Not since the Supreme Court effectively decided the 2000 campaign in favor of Republican George W. Bush has the judiciary been so intertwined with presidential politics.

In the coming weeks, the high court is expected to weigh whether states can ban former President Donald Trump from the ballot for his role in leading the Jan. 6, 2021, insurrection at the U.S. Capitol. Meanwhile, a federal appeals court is weighing Trump’s argument that he’s immune from prosecution.

The maneuvers are unfolding as prosecutors from New York to Washington and Atlanta move forward with 91 indictments across four criminal cases involving everything from Trump’s part in the insurrection to his efforts to overturn the 2020 election and his hush money paid to a porn actress.

Depending on how Trump’s appeals play out, he could be due in court as early as March 4, the day before Super Tuesday, raising the unprecedented prospect that he could close in on the GOP nomination from a courtroom.

On the Democratic side, President Joe Biden is seeking reelection as the high inflation that defined much of his first term appears to be easing. But that has done little to assuage restless voters or ease widespread concerns in both parties that, at 81, he’s simply too old for the job.

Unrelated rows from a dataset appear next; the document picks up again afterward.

PR #8455, opened 2021-11-18
Make universal variables global, eliminating universal variable scope

ridiculousfish:
This PR addresses the "scope confusion" aspect of universal variables, as discussed in #7317 and #7379. It is a major change, so would go in after 3.4.0 release.

Today, there is a universal variable scope above the global scope, which causes confusion:

1. A global variable may shadow a universal variable, with a different value.
2. Calling `set` at top level will modify a universal variable if it exists, otherwise create a global. It's not always obvious which one you'll get.
3. If you export a universal variable, then nested fish shell instances will inherit an environment variable, which becomes a global. This is so serious that [we have a hack](https://github.com/fish-shell/fish-shell/blob/1e84164e4ede5b873c5834dd567c87902503028d/src/env.cpp#L432) to prevent the common case.

With this change, universal variables become *global* variables that are also propagated and persisted. "Universal" is now understood as a property of a variable, like "exports". Only global variables may have the universal property set.

1. `set --universal var val` now implies global, like `set --global --universal var val`
2. `set --query --universal` does what it did before: checks for a universal variable.
3. `set --query --global` now *succeeds* for universal variables, because they are just globals. Some code (`abbr`) expected this to fail and is updated.

The most important user-facing change is that **universal variables now take precedence over environment variables.**  Previously, if you tried to "override" an environment variable with a universal variable, the env var would "win" because it goes into the global scope. Now both environment variables and universal variables are global, so the uvar will "win." I think this is desirable and will fix more than it will break, but I could be proven wrong.

I would really prefer to not stage this with a feature flag, since maintaining both code paths would be quite painful.

Some missing bits, which we may or may not want to add:

1. No way to "un-universal" a variable, except to delete it and recreate it. Logically this should be an `--ununiversal` option like `--unexport` or `--unpath` but...

2. Similarly, no direct way to query if a variable is un-universal. You would write `set -qg somevar && ! set -qU somevar`.

3. We may want to add a `--no-overwrite` option to `set` that would decline to overwrite an existing variable in the same scope. This could be persisted and would give the user fine-grained control over which universal variables "win" over environment variables.


faho:
Am I correct in understanding the following:

1. If $fish_user_paths is universal, then starting fish like

```fish
fish_user_paths= fish
```

will *not* unset it?

2. If you want to override $fish_user_paths just for the current shell, that's impossible? You could make a local variable, but that' not passed everywhere so it's probably not useful?

3. If someone manages to `set -U PATH` they need to erase it and re-set it - something like

```fish
set -l oldpath $PATH
set -e PATH
set -g PATH $oldpath
```

(and this would have to be done in all running fish sessions, because the erase hits all of them)

?

The consequence of all this is that removing an entry in $fish_user_paths from $PATH becomes more awkward - removing it manually works, until the next time something alters $fish_user_paths. Basically universal variables are now for things that you absolutely require everywhere and never want to diverge.

That's a rather large list of caveats and niggles and I'm not sure if we wouldn't be trading one set of problems for another.

Maybe if we added that explicit "now save this value" step? So you could keep a diverging copy in a shell as long as you never save it? Or is that awkward without a corresponding "now load it"?

ridiculousfish:
> If $fish_user_paths is universal, then starting fish like `fish_user_paths= fish ` will not unset it?

It's a great point. This would make universal variables even more invasive.

I thought this could be addressed by having a `--no-overwrite` flag, but you've convinced me the sense is backwards. Environment variables need to continue to have precedence by default.

The diverging copy idea might be OK. We could mark variables as "detached" and then they ignore uvar changes until the user writes `varsave` or something else. But this feels like it's just reintroducing the universal variable scope in a back door way. So maybe there's nothing that can be improved about this. :(

andrey-mishchenko:
Have you considered making it illegal to set universal variables as exportable, and warning when launching a fish instance if there is an environment variable whose name collides with that of a universal variable?

ridiculousfish:
Exported universal variables are very useful, e.g. `$EDITOR`, so we certainly want to preserve that.

andrey-mishchenko:
Interesting -- I do `set -gx EDITOR vim` in my `config.fish`. But I made that decision a long time ago before I really knew my way around fish, and particularly before I even understood what universal variables are. Is there a reason to make things like `EDITOR`, `PYTHONPATH`, etc., universal instead of setting them as `-gx` in `config.fish`?

kopischke:
> Is there a reason to make things like EDITOR, PYTHONPATH, etc., universal instead of setting them as -gx in config.fish?

Changing global state. Changes to global variables set in ˋconfig.fishˋ need that file to be edited and only take effect when that file is reloaded, i.e. effectively when (re-)launching your shell. Changes to universal variables only need a ˋsetˋ command to be applied to all running instances of fish. I think the utility of that us agreed upon by the maintainers, but in practice there are scope shadowing issues, which is why uvars being replaced by another mechanism is discussed.

src/builtin.h
```diff
@@ -44,7 +44,10 @@ struct builtin_data_t {
 #define BUILTIN_ERR_COMBO2_EXCLUSIVE _(L"%ls: %ls %ls: options cannot be used together\n")
 
 /// Error message on multiple scope levels for variables.
-#define BUILTIN_ERR_GLOCAL _(L"%ls: scope can be only one of: universal function global local\n")
+#define BUILTIN_ERR_GLOCAL _(L"%ls: scope can be only one of function, global, local\n")
```
krobelus, line 47: Maybe one way forward is to get rid of automatic persistence but make it easy to write the startup file.

A new `set --broadcast` command could eventually replace `--universal`.
`set --broadcast` uses a similar propagation logic to `--universal` but always interacts with globals, never universals.

```
$ set --broadcast fish_color_command green
Updating $fish_color_command in all running shells. 
Use this value for future shells in your startup file? [Ny]
y
echo 'set --global fish_color_command green' >>~/.config/fish/config.fish
```

This will eliminate the need for fish_user_paths:

```
$ set --broadcast --prepend PATH /opt/mycoolthing
Updating $PATH in all running shells. 
Use this value for future shells in your startup file? [Ny]
y
echo 'set --global --export --prepend PATH /opt/mycoolthing' >>~/.config/fish/config.fish
```

Observe that the exported bit is preserved.

Unfortunately this also makes it easy to add too much information to config.fish:

```
$ set --broadcast PATH /opt/mycoolthing $PATH
Updating $PATH in all running shells. 
Use this value for future shells in your startup file? [Ny]
y
echo 'set --global --export PATH /opt/mycoolthing /home/user/.local/bin /usr/local/bin /usr/bin' >>~/.config/fish/config.fish
```

Also the config file can get stuffed when using this a lot (though that's fairly easy to fix).

One advantage of this interactive command is that it avoids ever-growing variables in startup files like `set -Ua fish_user_paths /opt/mycoolthing` (although we have fixed that particular case by deduplicating `fish_user_paths`)

Sadly I don't have an idea of what to do with scripts that run `set -U` (non-interactively) and having both solutions around is not nice.

ridiculousfish:
I'm closing this for now since it needs a lot more thinking. Thank you all for the feedback.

And at least three serious candidates who have launched outsider presidential bids threaten to scramble the campaign and eat into the support from independent voters who were critical to Biden’s success in 2020.

Facing such uncertainty, few expect the traditional rules of politics to apply in 2024. Jim Messina, who managed former President Barack Obama’s reelection, said Trump could very well defeat Biden in the fall, even if the former president is in prison.

“We just don’t know,” Messina said. “Everyone in the world knows, especially me, that this election is going to be really, really close.”

Implications for abortion, immigration and U.S. role in the world

The results will have long-term implications on everything from the future of abortion rights and immigration policy to the role of the U.S. in the world. A Trump victory would raise the possibility of the U.S. largely abandoning Ukraine as it seeks to repel Russia’s invasion. Domestic politics could also test Biden’s commitment to Israel, a policy that threatens to erode his standing with young voters and people of color who are critical elements of his coalition.

One of the few certainties at this point is that Biden is a virtual lock to be the Democratic nominee again, facing only token opposition in this year’s primary despite overwhelming concerns within his own party about his physical and mental fitness. And though a few rivals are fighting furiously to stop Trump, he is well positioned to win the GOP nomination for the third consecutive election.

The strength of the GOP opposition to Trump will become more clear on Jan. 15 when the Iowa caucuses launch the nomination process. Trump holds a commanding lead in most national polls, although former U.N. ambassador Nikki Haley and Florida Gov. Ron DeSantis are fighting to stop him.

That hasn’t been easy, however, as DeSantis has struggled to connect with voters and has embraced culture war topics that often left him competing for the same base of support as Trump. And Haley’s pitch as a more sensible, moderate candidate was threatened last week when she was pressed on the cause of the Civil War and didn’t mention slavery.

Allies of DeSantis and Haley privately concede that their best chance to wrestle the nomination away from Trump would come in a long-shot push for a contested convention in Wisconsin in July.

Many leaders in both parties are already convinced that Trump will be the GOP nominee. More than 90 House Republicans, 18 senators and seven governors have endorsed Trump. Haley and DeSantis have secured the endorsements of just six House Republicans, no senators and two governors combined.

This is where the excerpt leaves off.